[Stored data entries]
*** Block opens ***
PR #4700, opened 2024-03-21
fix(auth): parse all TLV responses properly

eventualbuddha:
## Overview

Rather than trimming metadata by ignoring fixed-length prefixes and suffixes, we now properly parse the TLV structures. Additionally, this changes the `parseTlv` function to expect the data to be entirely consumed by the TLV structure. If it isn't, use `parseTlvPartial` instead, which returns a remainder.

## Demo Video or Screenshot
n/a

## Testing Plan
Updated tests for where we had the expected responses wrong (just getting certs for CAC's).

### DIFF
--- a/libs/auth/src/apdu.ts
+++ b/libs/auth/src/apdu.ts
@@ -286,12 +286,24 @@ export function constructTlv(
 }
 
 /**
- * The inverse of constructTlv, splits a TLV into its tag, length, and value
+ * A Tag-Length-Value (TLV) structure.
+ *
+ * See https://en.wikipedia.org/wiki/Type-length-value for more information.
  */
-export function parseTlv(
+export interface Tlv {
+  tag: Buffer;
+  length: Buffer;
+  value: Buffer;
+}
+
+/**
+ * Parses a TLV from a buffer, returning the remainder of the buffer and the parsed TLV. If the tag
+ * does not match the expected tag, an error is thrown.
+ */
+export function parseTlvPartial(
   tagAsByteOrBuffer: Byte | Buffer,
   tlv: Buffer
-): [tag: Buffer, length: Buffer, value: Buffer] {
+): [remainder: Buffer, tlv: Tlv] {
   const expectedTag = Buffer.isBuffer(tagAsByteOrBuffer)
     ? tagAsByteOrBuffer
     : Buffer.of(tagAsByteOrBuffer);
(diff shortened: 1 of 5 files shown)


libs/auth/src/apdu.ts
```diff
@@ -343,8 +355,23 @@ export function parseTlv(
...
+ * The inverse of constructTlv, splits a TLV into its tag, length, and value. If the tag does not
+ * match the expected tag, an error is thrown. If the entire TLV is not consumed, an error is
+ * thrown.
+ */
+export function parseTlv(tagAsByteOrBuffer: Byte | Buffer, data: Buffer): Tlv {
+  const [remainder, tlv] = parseTlvPartial(tagAsByteOrBuffer, data);
+  assert(
+    remainder.length === 0,
+    `TLV was not fully consumed: remainder=${remainder.toString('hex')}`
+  );
```
arsalansufi, line 373: :100:

libs/auth/src/java_card.ts
```diff
@@ -496,10 +497,25 @@ export class JavaCard implements Card {
...
+      'Expected cert info to be uncompressed'
+    );
+    const certErrorDetectionCode = parseTlv(
+      PUT_DATA.ERROR_DETECTION_CODE_TAG,
+      certInfoRemainder
+    ).value;
+    assert(
+      certErrorDetectionCode.length === 0,
+      'Expected no error detection code'
+    );
```
arsalansufi, line 517: Great call being more explicit with the parsing here

libs/auth/src/apdu.ts
```diff
@@ -286,12 +286,24 @@ export function constructTlv(
...
+/**
+ * Parses a TLV from a buffer, returning the remainder of the buffer and the parsed TLV. If the tag
+ * does not match the expected tag, an error is thrown.
  */
-export function parseTlv(
+export function parseTlvPartial(
   tagAsByteOrBuffer: Byte | Buffer,
   tlv: Buffer
-): [tag: Buffer, length: Buffer, value: Buffer] {
+): [remainder: Buffer, tlv: Tlv] {
```
arsalansufi, line 306: nit: Very minor preference for putting the remainder after the tlv in the return value as that feels a bit more intuitive than having the remainder come first

libs/auth/src/cac/common_access_card.ts
```diff
@@ -412,8 +413,23 @@ export class CommonAccessCard implements CommonAccessCardCompatibleCard {
...
-    const [, , certInDerFormat] = parseTlv(PUT_DATA.CERT_TAG, certTlv);
+    const [certInDerFormatRemainder, { value: certInDerFormat }] =
+      parseTlvPartial(PUT_DATA.CERT_TAG, data);
+    const [certInfoRemainder, { value: certInfo }] = parseTlvPartial(
+      PUT_DATA.CERT_INFO_TAG,
+      certInDerFormatRemainder
+    );
+    // NOTE: CACs seem to return 0x01 for this. I'm not sure what it means, but
+    // it's not compressed.
+    assert(certInfo[0] === 0x01, 'Expected cert info to be uncompressed');
```
arsalansufi, line 424: Interesting! According to the page 35 of the [NIST PIV standard](https://nvlpubs.nist.gov/nistpubs/specialpublications/nist.sp.800-73-4.pdf):

> Thus, for a certificate encoded in uncompressed form CertInfo shall be
> 0x00, and for a certificate encoded using GZIP compression CertInfo shall be 0x01.

Odd that it's not actually compressed

arsalansufi (approved):
Thanks for cleaning this up!

libs/auth/src/cac/common_access_card.ts
eventualbuddha: ae2551ddbb097efe0eb4dcc19f1e8540af4797d2

libs/auth/src/apdu.ts
eventualbuddha: 4df01ada191004de047ec78e3d04998569db33e1

PR #4701, opened 2024-03-21
refactor(scan): polls flow and poll worker screen

adghayes:
## Overview

The `PollWorkerScreen` in VxScan was (still is) a large and unwieldy component. Also, the poll transitions are a bit nuanced with lots of branching logic. The biggest change I ended up making was making open polls, close polls, pause voting, and resume voting completely different paths, where reasonable. When I originally made the transition polls logic, I tried to model everything as a single `transitionPolls` action which behaves differently based on the type of polls transition. But differences between each transition continue to crop up, so it actually feels safer now to just treat each transition as a distinct code path at most levels, which does add some redundancy, rather than have a single code path with lots of exceptions.

I also refactored the frontend:
- move some functions to the backend where possible (triggering CVR export, logging)
- change the state management of `PollWorkerScreen` to be more unified
- pull out subscreens into their own components where reasonable


apps/scan/backend/src/app_config.test.ts
```diff
@@ -182,124 +181,6 @@ test('setPrecinctSelection will reset polls to closed', async () => {
   });
 });
 
-test('ballot batching', async () => {
```
adghayes, line 185: moved to `app_polls.test.ts`

apps/scan/backend/src/export.ts
adghayes, line 1: moved from `app.ts`

apps/scan/frontend/src/screens/poll_worker_screen.tsx
```diff
@@ -143,21 +316,11 @@ export function PollWorkerScreen({
...
-  // lastPollsTransition is really the currentPollsTransition.
-  const lastPollsTransition: Optional<PollsTransition> =
-    transitionPollsMutation.variables
-      ? {
-          ...transitionPollsMutation.variables,
-          ballotCount: scannedBallotCount,
-        }
-      : pollsInfo.pollsState !== 'polls_closed_initial'
-      ? pollsInfo.lastPollsTransition
-      : undefined;
```
adghayes, line 158: Wanted to get rid of this weird piece of state management.

apps/scan/backend/src/polls.ts
```diff
@@ -67,12 +67,15 @@ export async function closePolls({
...
+    const exportResult = await exportCastVoteRecordsToUsbDrive({
       mode: 'polls_closing',
       workspace,
       usbDrive,
       logger,
-    }));
+    });
+    exportResult.assertOk(
+      'Failed to finish cast vote record export to USB drive.'
+    );
```
adghayes, line 78: Making this throw on fail, which matches the previous behavior.

apps/scan/frontend/src/screens/poll_worker_screen.tsx
```diff
@@ -106,17 +278,18 @@ const ButtonGrid = styled.div`
 `;
 
 export function PollWorkerScreen({
+  initialPollsInfo,
```
jonahkagan, line 281: What's the motivation for passing in an initial polls info and then also querying polls info within the component?

apps/scan/frontend/src/screens/poll_worker_screen.tsx
```diff
@@ -169,268 +332,191 @@ export function PollWorkerScreen({
...
-      const pollsTransitionTime = getCurrentTime();
-      await transitionPollsMutation.mutateAsync({
-        type: pollsTransitionType,
-        time: pollsTransitionTime,
+  async function openPolls() {
+    // In compliance with VVSG 2.0 1.1.3-B, confirm there are no scanned
+    // ballots before opening polls, even though this should be an impossible
+    // state in production.
+    if (scannedBallotCount > 0) {
+      setIsShowingBallotsAlreadyScannedScreen(true);
```
jonahkagan, line 352: This could also move to the backend at some point and just show an error message if it occurs

apps/scan/frontend/src/screens/poll_worker_screen.tsx
```diff
@@ -169,268 +332,191 @@ export function PollWorkerScreen({
...
-              afterPrint={() =>
-                setPollWorkerFlowState('polls_transition_complete')
-              }
-            />
-          </P>
-        </CenteredLargeProse>
-      </Screen>
-    );
+  if (isShowingBallotsAlreadyScannedScreen) {
+    return BallotsAlreadyScannedScreen;
```
jonahkagan, line 438: Wait, how does this work? Shouldn't it be `<BallotsAlreadyScannedScreen />`?

jonahkagan (approved):
Much clearer!

apps/scan/frontend/src/screens/poll_worker_screen.tsx
adghayes: Because I want to set the initial component state (`pollWorkerFlowState`). Setting it after the query completes would force me to use an effect, I thought. Do you have an idea for a better pattern for this? I agree it's weird.

apps/scan/frontend/src/screens/poll_worker_screen.tsx
adghayes: True. We have the assertion on the backend but we could just pass an `err` `Result` and render the screen accordingly. I'd like that because it would move this logging to the backend, but punted on it here.

apps/scan/frontend/src/screens/poll_worker_screen.tsx
adghayes: Good catch! I guess it has been working, because it was the same before. React must accept / handle this, although perhaps not exactly as we expect. Will switch it to JSX syntax.

apps/scan/frontend/src/screens/poll_worker_screen.tsx
jonahkagan: My go-to pattern is to use a parent component that has the query and renders a loading state until the data is loaded. Then the child component has a required prop for the result of the query. (Which is basically what was already set up here, with `AppRoot` as the parent).

Sometimes it's nice for testing to have a screen component manage all its own queries though, in which case I just make the screen component the parent and add a child as needed. E.g.:

```ts
function PollWorkerScreen() {
  const pollsInfoQuery = getPollsInfo.useQuery()
  if (!pollsInfoQuery.isSuccess) return null
  return <PollWorkerScreenContents pollsInfo={pollsInfo} />
}
```
}

apps/scan/frontend/src/screens/poll_worker_screen.tsx
jonahkagan: Oh I just looked at the definition of `BallotsAlreadyScannedScreen` - it's a JSX value, not a component function, so that explains it.

apps/scan/frontend/src/screens/poll_worker_screen.tsx
adghayes: I added a wrapper in my latest commit, but it brought me back to why I originally did it in this weird way.

Do you remember this discussion? https://github.com/votingworks/vxsuite/pull/4222#discussion_r1396218990

Some states of the poll worker screen depend on the `pollsInfo` being up to date. E.g., by the time we go to print a report, we expect `pollsInfo` to be updated with the latest polls transition. We can use `async` `onSuccess` invalidations to guarantee this, but not if the mutation and the query are in different components, which is what happens when we use the suggested pattern. 

To address this, using a wrapper, I added that state that we were asserting exists into the `FlowState`.

62ea498fb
*** Block closes ***
Activity - Tell how many lines of the data include the word "uncompressed", without any other words.

Solution below - 3